During a nice nature trip, sitting at a table with a bottle of wine, somehow we had the ridiculous idea to test a lens as burning glass (which performed quite well).

After we went home I started cleaning the lens and noticed a small curly path inside the lens, which I image could be the scars left from an intense heat beam damaging the lens’s guts, like some coating or other damage-prone surface.

So, is it possible that the immature act to use a lens as burning glass forever damaged the optics inside, or could it be something else?

(Stupidity left aside, it ain't some heavy glass lens, but a third-party prime, and quality seems untouched, so I don't really bother.)

Edit: So here are some pics. Didn't have a macro lens available though:

Lens1 Direct Link

lens2 Direct Link

lens3 Direct Link

By looking more closely to it, it could be a small filament of some sorts. It really is inside the lens, I guess between the front and the second element. Impossible to get a precise side view as the image gets distorted by the front element. On the second picture you can even see a rainbow pattern on it as the light gets dispersed.

Also, it's almost invisible. I had to highlight it with a LED light from the side to to have it come out like that (like a scratch in a glass surface would).

  • 6
    Can you post a picture showing the lens?

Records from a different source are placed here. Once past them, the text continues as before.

PR #921, opened 2019-03-19
MTR: fix unitialised values reported by valgrind

bovulpes:
valgrind reports "Conditional jump or move depends on uninitialised value(s)", here are two fixes.
 
One of them could come from a bug:

 AliMUONTriggerGeometryBuilder::BuildChamberTypeE

Double_t dpar[3] = {0., 0., 0.};

why not initialised?

### DIFF
--- a/MUON/MUONgeometry/AliMUONVGeometryBuilder.cxx
+++ b/MUON/MUONgeometry/AliMUONVGeometryBuilder.cxx
@@ -23,6 +23,8 @@
 // 23/01/2004
 //-----------------------------------------------------------------------------
 
+#include <cassert>
+
 #include "AliMUONVGeometryBuilder.h"
 #include "AliMUONGeometryModule.h"
 #include "AliMUONGeometryDetElement.h"
@@ -288,7 +290,8 @@ void AliMUONVGeometryBuilder::SetTransformation(Int_t moduleId,
     = TGeoCombiTrans(translation, rotation);
 
   // Apply frame transform
-  TGeoHMatrix newTransform = ConvertTransform(transformation);
+  TGeoHMatrix newTransform;
+  assert(newTransform = ConvertTransform(transformation));
 
   // Set new transformation
   geometry->SetTransformation(newTransform);
--- a/MUON/MUONsim/AliMUONTriggerGeometryBuilder.cxx
+++ b/MUON/MUONsim/AliMUONTriggerGeometryBuilder.cxx
@@ -1623,7 +1623,7 @@ void AliMUONTriggerGeometryBuilder::BuildChamberTypeE(Int_t& iVolNum, Int_t icou
     Float_t zRatio = AliMUONConstants::DefaultRatioTriggerChamber(icount);      
     Float_t xEnv = (fgkDXZERO+fgkXMAX/2.)*zRatio;
    
-   Double_t dpar[3];    
+   Double_t dpar[3];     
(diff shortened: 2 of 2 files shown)


MUON/MUONgeometry/AliMUONVGeometryBuilder.cxx
```diff
@@ -288,7 +290,8 @@ void AliMUONVGeometryBuilder::SetTransformation(Int_t moduleId,
     = TGeoCombiTrans(translation, rotation);
 
   // Apply frame transform
-  TGeoHMatrix newTransform = ConvertTransform(transformation);
+  TGeoHMatrix newTransform;
+  assert(newTransform = ConvertTransform(transformation));
```
aphecetche: I guess the assert inclusion is a left over from some tests ?

shahor02:
+test
@bovulpes I wrote just yesterday to @aphecetche  about exactly this bug, but I was not sure if the initialization of dpar to 0 is proper thing to do. Leaving to Laurent to comment.

aphecetche:
@shahor02 yes, your report triggered some checks by Bogdan and Diego. The thing is it's still unclear whether a simple {0,0,0} initialisation is the right thing to do (leaving to Diego to comment further)

MUON/MUONsim/AliMUONTriggerGeometryBuilder.cxx
```diff
@@ -1623,7 +1623,7 @@ void AliMUONTriggerGeometryBuilder::BuildChamberTypeE(Int_t& iVolNum, Int_t icou
     Float_t zRatio = AliMUONConstants::DefaultRatioTriggerChamber(icount);      
     Float_t xEnv = (fgkDXZERO+fgkXMAX/2.)*zRatio;
    
-   Double_t dpar[3];    
+   Double_t dpar[3] = {0., 0., 0.};
```
dstocco: Looking at the code, it seems that the RPC type D, E, and F are the RPCs of type "long". ~
For some reason they where built separately, but one could have simply built the base shape and then properly place them in space. Indeed, AFAIK, the type D and F only differ by the y position, while the type E differ from the other also for Z position.
Anyways, in type D and F the dpar is initialised to the values:
dpar[0] = (fgkXMAX/2.)*zRatio;
dpar[1] =  fgkYMIN*zRatio;
dpar[2] = 0.4;
I have to say that I do not fully understand the meaning of those values, but I guess that the type E should have the same initialisation.

bovulpes:
At the end, from the point of view of the values of those parameters, chambers D, E and F are the same, A is different and B is different.

MUON/MUONgeometry/AliMUONVGeometryBuilder.cxx
bovulpes: Similar warnings of uninitialised variables, when TGeoMatrix constructors are called, come from other parts of the MUON geometry builder, not only the trigger part. A common strategy should better address those issues, this is kind of rapid fix to understand what the problem is.

aphecetche: @bovulpes I have two issues with this line. 

- I don't understand what it is supposed to test ? 
- also, that's dangerous to execute code in an assert, as the assert is disabled in release mode (i.e. when NDEBUG is defined)

bovulpes:
Closing for further investigation.

PR #923, opened 2019-03-22
With embedding MCEvent::GenEventHeader combines all headers

shahor02:
In case of embedding AliMCEvent::GenEventHeader() will return AliGenCocktailEventHeader 
(downcasted to AliGenEventHeader) containing the headers of both embedded and background events. 
In order to correspond to primary tracks ordering and make work methods like GetGenerator(itrack), 
the headers of the embedded event are added first, followed by the BKG event headers (e.g. Hijing).


shahor02:
+1

PR #927, opened 2019-03-27
Fix: allow compiling AliRoot without AliEn

Atlantic777:
This used to be possible but was broken when AliEn-ROOT-Legacy was extracted from ROOT. When AliEn is missing, just print a warning instead of throwin a fatal error.


davidrohr:
+1 Tested locally and works as expected

dberzano:
+test

pzhristov:
+1

PR #620, opened 2018-03-16
Fast dipole parameterization data

syamasak:
related: https://github.com/alisw/AliRoot/pull/552
This PR contains dipole B-field parameterization data (C++ sources and headers)

PR #928, opened 2019-03-31
Merge fast dipole data (Again, improved)

syamasak:
This PR tries to merge the AliMagFast dipole data into the upstream.

The data was not merged at the time because there was a revert due to some mysterious behavior of a build bot (#620): the previous PR was merged even though the test was failed... perhaps a build process was aborted by OOM killer since the input is very large (~40k LOC.)

An improvement of this PR is partitioned source files that should allows compiler to build with lower amount of memory. So it would be less likely to be killed or be panic.

Successfully built with alidock on my machine.
Could you check this branch works correctly? Thanks.


syamasak:
Hi Ruben (@shahor02), thanks about the long wait. This is the promised commit.
Could you check it when you are avaliable?

syamasak:
FYI: Partitioning is done with the following bash.
https://gist.github.com/syamasak/beb3a83b56b6f22ab9912c96f867e295

shahor02:
+test

shahor02:
Hi @syamasak 

Thanks a lot for your time! Will check as soon a possible.

Cheers,
 Ruben

shahor02:
Hi @syamasak ,
the files are still big... Do you understand why there is such a big difference in size of 2K and 5K fields?
The real fields should not be significantly different, just by the contribution from the solenoid return flux.

@dberzano : these are not binary data files but automatically generated code, for CPU speed reason they contain a huge set of polynomial functions + special structures for the parametrization patch search. The [recipe](http://alisw.github.io/git-advanced/#how-to-use-large-data-files-for-analysis) will not work here...

dberzano:
@shahor02 if they are generated, why don't we generate them during the build process then? We don't need to store them here.

dberzano:
For the record I think that having the method to generate those long snippets built in our code is even better. What I am asking is whether there is a hard constraint to _not_ have it here, such as it takes way too much time to generate the sources (how much?) or so.

shahor02:
Hi @dberzano, they are generated from large [root file](https://github.com/alisw/AliRoot/blob/master/data/maps/mfchebKGI_meas.root) already stored in the aliroot (and O2) using dedicated haskell code. So, if we go for the on-the-fly generation, we will need at least to introduce the haskell as a dependency. As for the generation speed, @syamasak may comment, I suspect it takes some time.

Cheers,
 Ruben

dberzano:
I see. It's maybe better not to introduce Haskell as a dependency here. I am still curious (this is, I repeat, just out of curiosity!) to know from @syamasak about the generation time.

For the record: the protection kicks in in case the PR diff size exceeds 20 MB, which is quite a lot already, but OK, I'll force-merge it, I understand the use case.

@shahor02 Shall I proceed?

syamasak:
Hi @shahor02, 
> Do you understand why there is such a big difference in size of 2K and 5K fields?
This is (maybe) because 2k params have smaller chebs against 5k, and my algorithm try to (naively) search an equally spaced grid which covers every border of the chebs to build the search index. This method may be improved by adding some translation to the grids.

Hi @dberzano, haskell code is introduced just for fast prototyping and what going on is not so hard. So it is possible to replace it with pure C/C++.
However, one more dedicated code is used to generate `*.h`. This code runs on Mathematica and depends on its `HornorForm` and `Simplify` function to performe offline formula optimization.
Of cource, the execution requires one valid liscense...😢

Code generation is slow since it is oneshot task and emphasis was placed on fidelity and runtime speed. First stage (haskell one) takes tens of minutes for 2k and 10+ hours for 5k (the cost is exponential of a number of grid division).

syamasak:
> It's maybe better not to introduce Haskell as a dependency here.

I think so too. The dependency is large and download is slow. It should be avoided.

dberzano:
OK thanks for clarifying, and thanks for your PR!

syamasak:
Thanks for merge!

shahor02:
Hi,

Just saw that it is merged... In principle, I wanted to test it 1st, but ok, in any case it will not affect aliroot operation. Thanks!

Cheers,
 Ruben

PR #931, opened 2019-04-03
Fixing problem in AOD filtering for ZDC

coppedis:
Code fix to prevent some rare cases in which the AOD filtering for the ZDC was writing wrong timing in AODs. Code checked on data with Francesco Prino.
Thanks, 
chiara


chiarazampolli:
+1

chiarazampolli:
Ciao,
There are many changes in this commit, but mainly blank spaces. The important piece is the one we discussed via mail about the initialization of ZDC variables during the ZDC AOD conversion. I think nothing else was touched (even by mistake). So I approved. 

Chiara

PR #936, opened 2019-04-08
Remove broken root-config query

mpuccio:
With the new alien-root-legacy one has to check if the TAlien class
is available instead of querying root-config (anyway it was bad design).


mpuccio:
Btw, I cross checked with the O2 root installation (that does not have alien enabled) and this check is effective:
```cpp
root [0] TClass::GetClass("TAlien")
(TClass *) nullptr
```

dberzano:
+1 thanks, the original check was very weak!

PR #937, opened 2019-04-08
Increased line size when parsing MLTrainConfig files.

mgheata:
This fix allows reading longer lines from the train configuration files in the LEGO test (10000 characters maximum instead of 1024)


pzhristov:
+1

PR #938, opened 2019-04-09
AliMC: volume-to-module map; deterministic event seeding

sawenzel:
* Simulation now writes a text file containing a mapping
  of logical volume names to the module that owns them;
  This is needed for accounting of MC steps to modules (as done
  in the MCStepLogger and related analysis)

* Adding an option to achieve reproducible/deterministic event sequence
  when setting a special environment variable. This is a useful and painless way
  to achieve same event sequence for G3 and G4 productions, for instance.

### DIFF
--- a/STEER/STEER/AliMC.cxx
+++ b/STEER/STEER/AliMC.cxx
@@ -22,7 +22,7 @@
 //         Federico.Carminati@cern.ch
 
 #include <string.h>
-
+#include <fstream>
 #include <RVersion.h>
 #include <TArrayI.h>
 #include <TClonesArray.h>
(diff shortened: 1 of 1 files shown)


sawenzel:
+test

sawenzel:
+test

sawenzel:
+test

shahor02:
+1

dberzano:
@sawenzel the tests do run the gun tests, both on macOS and Linux. I have checked.

sawenzel:
@dberzano : This is not evident to me. I can't see this in the logs. Would the system report it if the gun test failed?

dberzano:
If the guntest fails, the logfile will be displayed and a link to the logfile will be present, as for any other package, so yes.

sawenzel:
Ok. Thanks for the info.

PR #943, opened 2019-04-10
AliESDtrackCuts: added pt dependent cov matrix cut

mlknichel:
Added the possibility to cut on the covariance matrix relative pt resolution in a pt dependent way


jgrosseo:
+1

mlknichel:
seems that the automatic check tries to test the two commits in separately, like this will never work because both single commits do not compile, only if both are applied at the same time...

PR #1509, opened 2026-08-31
introduce service-account on task environment

fiedlerNr9:
## Summary

- Add `service_account` as a task-environment/task-level setting for deployed tasks.
- Serialize the configured service account into `TaskTemplate.security_context.run_as.k8s_service_account` alongside existing secret handling.
- Preserve service-account and secret fields when overriding remote task security context.

## Why

`flyte.run(..., service_account=...)` already supports setting the Kubernetes service account for an individual run, but deployed tasks did not have an equivalent default. This is needed for `flyte deploy` so tasks can be registered with the intended pod identity.

This matters especially for trigger-invoked runs: those runs are launched by the platform from the deployed task definition, so there is no caller-provided `flyte.run(..., service_account=...)` at invocation time. Storing the service account on the deployed task template gives trigger-created executions the correct Kubernetes identity.

## Validation
- I tested this internally on demo
``` python
# hello.py
import flyte

env = flyte.TaskEnvironment(
    name="my_map_workflow",
    service_account="default",
    image=flyte.Image.from_debian_base(install_flyte=False)
    .with_apt_packages("git")
    .with_commands(
        "pip install git+https://github.com/flyteorg/flyte-sdk.git@91d1133de945fbdef91039641110585420358e34"
    ),
)

every_minute = flyte.Trigger(name="service-account-test", automation=flyte.FixedRate(1))


# use TaskEnvironments to define tasks, which are regular Python functions.
@env.task
def fn(x: int) -> int:  # type annotations are recommended.
    slope, intercept = 2, 5
    print(slope * x + intercept)
    return slope * x + intercept


# tasks can also call other tasks, which will be manifested in different containers.
@env.task(triggers=every_minute)
def main(x_list: list[int] = list(range(10))) -> float:
    x_len = len(x_list)
    if x_len < 10:
        raise ValueError(f"x_list doesn't have a larger enough sample size, found: {x_len}")

    y_list = list(flyte.map(fn, x_list))  # flyte.map is like Python map, but runs in parallel.
    y_mean = sum(y_list) / len(y_list)
    return y_mean


if __name__ == "__main__":
    flyte.init_from_config("config.yaml")
    deployed_env = flyte.deploy(env)

```
- `ruff format --check src/flyte/_internal/runtime/task_serde.py`
- `ruff check src/flyte/_environment.py src/flyte/_task_environment.py src/flyte/_internal/runtime/task_serde.py`
- `mypy --config-file pyproject.toml src/flyte/_environment.py src/flyte/_task_environment.py`
- `ty check src/flyte/_environment.py src/flyte/_task_environment.py`

### DIFF
--- a/src/flyte/_environment.py
+++ b/src/flyte/_environment.py
@@ -49,6 +49,7 @@ class Environment:
             `Resources` object.
         env_vars: Environment variables as `dict[str, str]`.
         secrets: Secrets to inject into the environment.
+        service_account: Kubernetes service account to run task pods as.
         pod_template: Kubernetes pod template as a string reference to a
             named template or a `PodTemplate` object. To set a termination grace
             period without depending on the `kubernetes` package, use
@@ -75,6 +76,7 @@ class Environment:
     interruptible: bool = False
     image: Union[str, Image, Literal["auto"], None] = "auto"
     include: Tuple[str, ...] = field(default_factory=tuple)
+    service_account: Optional[str] = None
 
     # Absolute path of the user file where this environment was instantiated.
     # Populated in __post_init__. Used to anchor relative `include` paths.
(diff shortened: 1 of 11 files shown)


EngHabu (commented):
I see you did put it in the Environment, which is good. Can we make sure APpEnvironment also gets it? I'm not sure if there is an Override in the base Environment class? so both tasks and apps can override the service account?

fiedlerNr9:
> I see you did put it in the Environment, which is good. Can we make sure APpEnvironment also gets it? I'm not sure if there is an Override in the base Environment class? so both tasks and apps can override the service account?

Patched AppEnvironment as well! There is no override for service-account in the base Environment class. But actually im unsure if im utilising the base class correctly here?

pingsutw (approved):

EngHabu (approved):

PR #1511, opened 2026-09-01
Consolidate the SaaS integrations: one webhook plugin, idempotent_run in core, recipes over vendor SDKs

cosmicbboy:
Replaces the six per-product integration plugins (#1502–#1507) with the parts that are genuinely Flyte's, and hands the rest back to the vendors' own maintained clients.

**This supersedes #1502, #1503, #1504, #1505, #1506, and #1507.** They are still open; closing them is your call.

## Why

Reviewing those six surfaced a shape problem. The valuable idea — idempotent run launching — was product-agnostic and shipped six times, byte-identical. The client layer was ~2,200 lines of 1:1 REST wrappers competing with `PyGithub` and `slack_sdk`. The MCP servers competed with first-party ones from GitHub, Notion, Linear, and Atlassian. And ~840 lines of setup instructions were compiled into Python, needing a package release to fix a typo.

The cost was concrete: every follow-up in this series — the async rework, the sign-off, the event constants — had to be applied six times, nine commits per branch.

## What ships

**`flyte.extras.idempotent_run`** — launch a run once per event key. Idempotency lives on a run *label*, never a name: names race against concurrent launches and cap how many runs one key can ever have. Async-first behind `@syncify`, so a handler awaits it rather than stalling its event loop.

**`plugins/webhooks`** — one app for all five providers. GitHub, Slack, Linear, ClickUp, and Jira land on one receiver at `/webhook/{provider}`, each verified with its own scheme and normalized into a single `WebhookEvent`. One dashboard instead of six, one dedupe implementation instead of six copies, and one place to fix a verification bug. Typed event constants per provider (`events.github.PullRequest.OPENED`).

**`examples/external_saas_integrations`** — recipes, not wrappers. `PyGithub`, `slack_sdk`, `jira`, and `gql` are maintained by people with live API access; a task calling them directly needs nothing in between. `review_pr` moves here as an example, since `flyte.new_condition` is the only part of it that needed inventing.

## What is dropped

- **The six API clients.** Use the vendors' own.
- **The six MCP servers.** Every one of these vendors ships a better-maintained MCP server.
- **Notion entirely.** It has no webhooks — a polling app never belonged beside five receivers. The polling recipe is a scheduled task, not a plugin.

## Numbers

| | before | after |
| --- | --- | --- |
| plugin source | ~11,400 lines | ~1,500 |
| dashboards | 6 | 1 |
| API clients | 6 | 0 |
| MCP servers | 6 | 0 |
| packages to release | 6 | 1 |

## Correctness carried forward

Every fix from the review of the six is preserved: bytes-based `compare_digest` (a non-ASCII header turned a clean 401 into a 500), Slack's raw-bytes HMAC basestring, the timestamp in the dedupe key so `update` events do not collapse onto one key, distinct comments on one issue not colliding, Linear's team id nested on comment payloads, ClickUp's nested list id, fail-closed scope allowlists, and dashboards reading the newest events rather than the oldest.

267 tests: 204 in core, 63 in the plugin. `make fmt`, `make mypy` (856 files), `make ty`, ruff, and codespell all pass.

## Two things worth knowing

Task names in the examples are **environment-qualified** (`github-triage.triage_pr`). Bare names never resolve — a latent bug in the original six examples — and both the Linear and Jira recipes define a `triage_issue`, so the qualifier is what keeps them apart. There is a check in the test pass that every name the receiver launches is actually defined.

The caveat from the review stands: **the webhook parsers still encode assumptions about payload shapes I cannot verify without live accounts.** That surface is much smaller now — the API clients and their ~213 field assumptions are gone — but the parsers and event constants remain unverified. The testing guide in `plugins/webhooks/README.md` is written so one real pass per provider surfaces anything wrong.

### DIFF
--- a/examples/external_saas_integrations/README.md
+++ b/examples/external_saas_integrations/README.md
@@ -1,0 +1,63 @@
+# External SaaS integrations
+
+Recipes for driving GitHub, Slack, Linear, ClickUp, and Jira from Flyte.
+
+There is deliberately **no Flyte client plugin** for these products. Each vendor
+already ships (or the community maintains) a Python client that is tested
+against the live API by people who get deprecation notices first, and a task is
+just a function — so calling `PyGithub` or `slack_sdk` from a task needs nothing
+in between. A wrapper here would only add a surface to keep in sync with someone
+else's release calendar.
+
+What *is* Flyte's job, and what these examples use from it:
+
+- **`flyte.extras.idempotent_run`** — launch a run once per event key. Webhook
+  senders retry on any non-2xx, pollers overlap, people click retry; this makes
+  all of that safe by keying on a run label.
+- **`flyteplugins-webhooks`** — authenticate an inbound delivery with the
+  provider's own scheme and normalize it into one event model.
+- **`flyte.new_condition`** — park a run on a human decision, with a typed
+  payload coming back.
+
+## The examples
+
+| File | What it shows | Client |
+| --- | --- | --- |
+| `webhook_receiver.py` | One app receiving from all five providers, launching a task per event | `flyteplugins-webhooks` |
+| `github_pr_review_gate.py` | Human-gated merge: a condition carrying JSON, parsed into a typed decision | `PyGithub` |
+| `github_triage_pr.py` | Label, comment, and report a check run | `PyGithub` |
+| `slack_notify.py` | Post, thread, react, answer a mention | `slack_sdk` |
+| `linear_triage_issue.py` | Query a backlog and comment, over GraphQL | `gql` |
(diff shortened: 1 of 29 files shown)


cosmicBboy:
Superseded by a stack that restructures this into one package per product over a shared core, matching `plugins/agents`:

- #1512 `flyteplugins-webhooks-core` — the contract, the app, `idempotent_run`, the conformance harness
- #1513 github · #1514 slack · #1515 linear · #1516 clickup · #1517 jira
- #1518 the SaaS integration recipes

Closing in favour of those.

Or describe the apparent damage in more detail?
    – mattdm
    May 16 '11 at 11:02
  • Good Idea, I'll try to.
    – Berzemus
    May 20 '11 at 8:38
  • 3
    Are you sure this is not a strand of lint or something that you just now noticed? Oct 26 '13 at 3:40

I would say at least for most practical purposes the answer is no.

First of all, you only get intense heat where the light comes (at least close to) in focus, which does not happen inside the lens.

Second, you only get heat when the light is absorbed -- but a typical lens transmits virtually all the light, which translates to absorbing essentially none of it. A lens can't absorb any significant amount of light and still function even reasonably well as a lens.

  • 4
    actually some energy in the non-visible parts of the spectrum (specifically infra red and ultra violet) is indeed absorbed by the glass and coatings.
    – jwenting
    May 18 '11 at 11:18
  • The biggest risk is contamination on the outer optical surfaces, perhaps from the combustion that was caused. The usual cleaning recommendations apply. Mar 3 '16 at 16:33

I think it is highly likely whatever you are seeing was already there before your experiment. The reason you are noticing it now is because you were looking at the inside of the lens far more critically than you were before.


Here is my theory

When kids use a magnifying glass to burn ants in the park its one piece of glass

A camera lens is made of many elements of glass - so when the sun hits the first piece of glass it could be burning the second or the third element or the coating

That’s my two cents worth - might be possible to get the lens cleaned or repaired by a professional.

Sounds like a cool thing to try, for sciences sake did whatever you were burning burn quickly?!

  • 1
    plus, if I'm not mistaken, the modern lenses are made of some sort of plastic or another organic polymer and not of glass, which makes it even more sensitive to the heat damages. May 19 '11 at 10:08
  • 2
    Kids burning ants with magnifying glass should be punished. And no, the elements cannot be damaged, see Jerry's answer. May 31 '11 at 9:14
  • A camera lens does not tend to FOCUS onto internal elements or their coatings... Jan 16 '19 at 2:46

There might be some damages internally incase of any plastic parts. Not sure about the internal construction. But yeah, definitely not a very good thing to try. But as for the glass the coating maybe damaged but I'm sure nothing would have happened to the glass. They definitely are made to last.